Het is al heel gewoon, een weersverwachting voor een week of zelfs veertien dagen vooruit. Vaak wordt al aan het begin van de week gekeken hoe het weer het komende weekend gaat worden. Kunnen we barbecueën, naar het strand, in de tuin werken? Hoe ziet het weer op onze vakantie eruit? Ook de weermannen en vrouwen op de TV kijken vrijwel allemaal aan het einde van hun verhaal een paar dagen vooruit.
De weermodellen van tegenwoordig bieden die mogelijkheid. Op buienradar zijn deze verwachtingen hier te vinden! Op deze pagina staan de 14-daagse grafieken met rode, blauwe en een heleboel groene lijntjes, de zogenaamde pluim. Op het eerste gezicht een warboel, zeker niet iets waar je wat mee kunt, maar de schijn bedriegt. In tegenstelling tot de meerdaagse verwachting in cijfers kun je met de pluim eigenlijk veel beter iets te weten komen over het weer op wat langere termijn.
Waarom de pluim en wat kunnen we ermee? Binnen de meteorologie zijn er in grote lijnen twee soorten modellen. Weermodellen voor de korte termijn tot maximaal twee dagen vooruit en de weermodellen voor 10 tot 14 dagen vooruit. De modellen voor de korte termijn worden op het KNMI en de meeste andere nationale weerdiensten vier keer per dag gedraaid. Iedere zes uur krijgt de meteoroloog nieuwe modeluitkomsten. De weermodellen voor de langere termijn worden hooguit tweemaal per dag gedraaid. Het KNMI gebruikt de lange termijn verwachtingen van het Europees centrum voor midden lange termijn verwachtingen (ECMWF) Ook liggen de roosterpunten ( punten waarop het model rekent) van de modellen voor de lange termijn verder uit elkaar waardoor minder details zichtbaar worden. Bij het weermodel Harmonie dat door het KNMI gebruikt wordt liggen de roosterpunten 2,5 km uit elkaar, bij het ECMWF model is dat ongeveer 15 km. Voor een verwachting van twee dagen vooruit moet de weercomputer een gebied doorrekenen dat zo groot is dat ook hele snelle weersystemen nog meegenomen kunnen worden. Voor een tweedaagse verwachting is dat ongeveer een gebied van circa 3000 km rond Nederland. Het grijze gebied van de figuur hieronder.
Het kleine rode gebied is genoeg voor een heel gedetailleerde verwachting voor een paar uur vooruit. Voor een lange termijnverwachting moet de weercomputer de hele aardbol doorrekenen. Voor een weermodel is het van het grootste belang dat de begintoestand zo goed mogelijk is. Zitten er fouten in die begintoestand dan zal ook de uitkomst nooit helemaal goed kunnen zijn. Dit geldt voor alle modellen, alleen voor de modellen die een verwachting voor de lange termijn maken zijn de gevolgen veel groter. Voor een correcte begintoestand zijn waarnemingen erg belangrijk. Hoe meer waarnemingen, hoe nauwkeuriger de begintoestand. Op het noordelijk halfrond is die waarneemdichtheid veel groter dan op het zuidelijk halfrond, zie de figuur hieronder.
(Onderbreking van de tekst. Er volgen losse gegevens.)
PR #161, opened 2016-04-22
Remove old pipeline

manasdk:
Removing all the rules that comprise the old CD pipeline. This way we will keep the WFs and Action but not have any executions.


DoriftoShoes:
YOLOSHIP. LGTM.

manasdk:
I cannot help but think I might have overzealously removed some extra rules. Well we shall find out :)

PR #172, opened 2016-06-17
Refactor release process and workflows

m4dcoder:


actions/git_delete_branch.yaml
```diff
@@ -0,0 +1,34 @@
+---
+name: git_delete_branch
```
Kami, line 2: Just curious, I don't see this action being used anywhere yet - where do we plan to use it?

m4dcoder, line 2: For manually deleting branches that were created when I'm testing the workflows.

PR #187, opened 2016-07-13
Allow specific enterprise version to be installed

lakshmi-kannan:
https://stackstorm.atlassian.net/browse/STORM-2211


actions/st2_upgrade_to_enterprise.sh
```diff
@@ -20,22 +21,56 @@ if [ "${RELEASE}" = "unstable" ]; then
...
-sed -i -e '/\[system\]/ p' -e '/\[auth\]/,/\[system\]/ d' /etc/st2/st2.conf
+install_enterprise_bits() {
+    # Install enterprise bits from packagecloud
+    echo "Downloading from repo ${REPO}..."
+
+    if [[ ${DISTRO} = \UBUNTU* ]]; then
+        curl -s https://${LICENSE_KEY}:@packagecloud.io/install/repositories/StackStorm/${REPO}/script.deb.sh | bash
+        if [[ -z $VERSION ]]; then
+            apt-get install -y st2flow
+            apt-get install -y st2-auth-ldap
```
DoriftoShoes, line 49: Is the st2enterprise package still broken or should we switch to that instead of the individual packages?

DoriftoShoes:
Might want to switch to using st2enterprise package but other than that LGTM

actions/st2_upgrade_to_enterprise.sh
lakshmi-kannan, line 49: No one seems to know how to generate it. We don't have a 1.5.1 st2enterprise package in the repo :/

PR #192, opened 2016-07-21
Append hostname to end of 127.0.0.1 localhost in /etc/hosts

lakshmi-kannan:
http://stackoverflow.com/questions/8625029/why-does-pythons-socket-getfqdn-return-a-long-string-that-looks-like-an-ipv6

```
stanley@st2-ent-pkg-stable-u14:~$ cat /etc/hosts
127.0.0.1 localhost

# The following lines are desirable for IPv6 capable hosts
::1 ip6-localhost ip6-loopback
fe00::0 ip6-localnet
ff00::0 ip6-mcastprefix
ff02::1 ip6-allnodes
ff02::2 ip6-allrouters
ff02::3 ip6-allhosts
127.0.0.1 st2-ent-pkg-stable-u14.uswest2.stackstorm.net
stanley@st2-ent-pkg-stable-u14:~$
```

Two entries for 127.0.0.1 in two different lines. So socket.getfqdn() returns the first one.

```
stanley@st2-ent-pkg-stable-u14:~$ cat /etc/hosts
127.0.0.1 localhost st2-ent-pkg-stable-u14.uswest2.stackstorm.net
```

fixes it.

### DIFF
--- a/actions/set_hostname.sh
+++ b/actions/set_hostname.sh
@@ -19,9 +19,11 @@ if [[ ! ${SUPPORTED_DISTROS[@]} =~ (^| )${DISTRO_LCASE}($| ) ]]; then
 fi
 
 if [[ ${DISTRO_LCASE} = "ubuntu" ]]; then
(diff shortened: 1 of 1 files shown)


DoriftoShoes:
+1

PR #190, opened 2016-07-19
create_vm_role.yaml in mistral and checks for CI

humblearner:

PR #193, opened 2016-07-22
Add output to create_vm_role workflow

m4dcoder:


actions/workflows/create_vm_role.yaml
```diff
@@ -28,16 +39,16 @@ st2cd.create_vm_role:
             input:
                 key: ami_<% $.distro %>
             on-success:
-                - check_cname_if_it_already_exists
```
humblearner, line 31: I kept this as `check_cname` but was asked to change to `check_cname_if_it_already_exists` by @lakshmi-kannan.

m4dcoder, line 31: lol.  i would ignore in this case as i'm doing.

m4dcoder, line 31: just to clarify, i feel the task name is over descriptive.  check_cname is pretty descriptive to me already.

m4dcoder, line 31: And if we want more explanation, we can always add comments at the top of the task so there's no need to make the task name unnecessary long...

humblearner:
Also with `task-default` section at the beginning. We should be overriding the `on-error` task-defaults for tasks before `run-instance` right ? As per your comment: https://github.com/StackStorm/st2cd/pull/190#discussion_r71618330. Just trying to get a better picture of how YAQL works.

m4dcoder:
IMHO, it doesn't matter.  st2cd.destroy_vm is idempotent.  This makes the code cleaner.

humblearner:
Indeed thats the case, code is cleaner. But all the tasks will now make extra call to `destroy_vm`on failure, even when it doesn't exist, prolonging the workflow by little. But as you wish to implement. Thanks for clarifying. :)

m4dcoder:
There's only 1 task (wait_for_instance) that's making the extra call and it's only invoking on error in which the percentage is low which is acceptable.

m4dcoder:
>  all the tasks will now make extra call to destroy_vm on failure

@humblearner: I think you're missing some information.

PR #194, opened 2016-07-25
Updating build url

DoriftoShoes:
We have no way of retrieving the hostname programmatically anymore so I am hardcoding it.


m4dcoder:
LGTM

PR #199, opened 2016-08-11
Allow boxes to be spun up in 'public' subnet

lakshmi-kannan:
Sometimes we want the ability to spin a node in public subnet to share the box with someone else or just expose a demo node. This PR allows one to specify a "public" environment. We detect the subnet based off that key. The subnet id is set correctly in st2-build.


DoriftoShoes:
+1

PR #210, opened 2016-10-04
Disable test_key_triggers

lakshmi-kannan:
Stable packages and unstable packages both use the same tests. Unfortunately, we changed the scope from system to st2kv.system and therefore we can't get this test to pass on both stable and unstable unless we introduce branches in st2tests. So for now, let me disable this test and deal with branching next.


m4dcoder:
@lakshmi-kannan I think you can leave the test in there.  Just use on-complete instead of on-success after test_quickstart_key_triggers is completed.

PR #214, opened 2016-10-29
Fix e2e tests

emedvedev:
Check out packs from git without using packs.install. We should have at
least one place in e2e where we try out that approach.


humblearner:
👍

Hierdoor worden onnauwkeurigheden in de beginsituatie niet gecorrigeerd. Een kleine verstoring die niet gemeten wordt kan uitgroeien tot een weersysteem dat na een week ook het weer bij ons kan beïnvloeden. Deze verstoring zit dan niet goed in het model en de uitkomst wordt daardoor sterk beïnvloed. Hierdoor is moeilijk aan te geven hoe betrouwbaar die tiendaagse verwachting is. Om toch iets hierover te kunnen zeggen wordt het volgende gedaan: Het model wordt 50 maal opnieuw gedraaid, maar iedere keer met een kleine verstoring van de begintoestand. Overigens gebeurt het rekenen op de dubbele roosterpuntafstand om rekentijd te besparen! Er komen dus 50 nieuwe uitkomsten. Liggen die allemaal dicht bij elkaar dan is de betrouwbaarheid van de verwachting vrij groot. Liggen ze erg ver uit elkaar dan is de betrouwbaarheid laag. Al die oplossingen lijken soms op een rookpluim die uit een schoorsteen komt, vandaar de naam “pluim” De rode lijn is de 'operationele' uitkomst, de blauwe lijn is de uitkomst van de berekening met de dubbele roosterpuntafstand en de groene lijnen zijn de 50 uitkomsten waarbij steeds iets in het begin is veranderd. De meerdaagse cijferverwachting is dus de vertaling van de “rode” lijn in een cijfer. Als we kijken naar de vijfdaagse cijferverwachting op buienradar.nl dan is het verstandig om daarna even naar beneden te scrollen naar de 14 daagse temperatuur pluim. Liggen de “groene” lijnen dicht bij de “ rode” dan is de cijferverwachting behoorlijk betrouwbaar, anders moet rekening worden gehouden met een soms flinke afwijking naar boven of beneden. In de pluim hieronder staat de pluim van 7 februari 2014.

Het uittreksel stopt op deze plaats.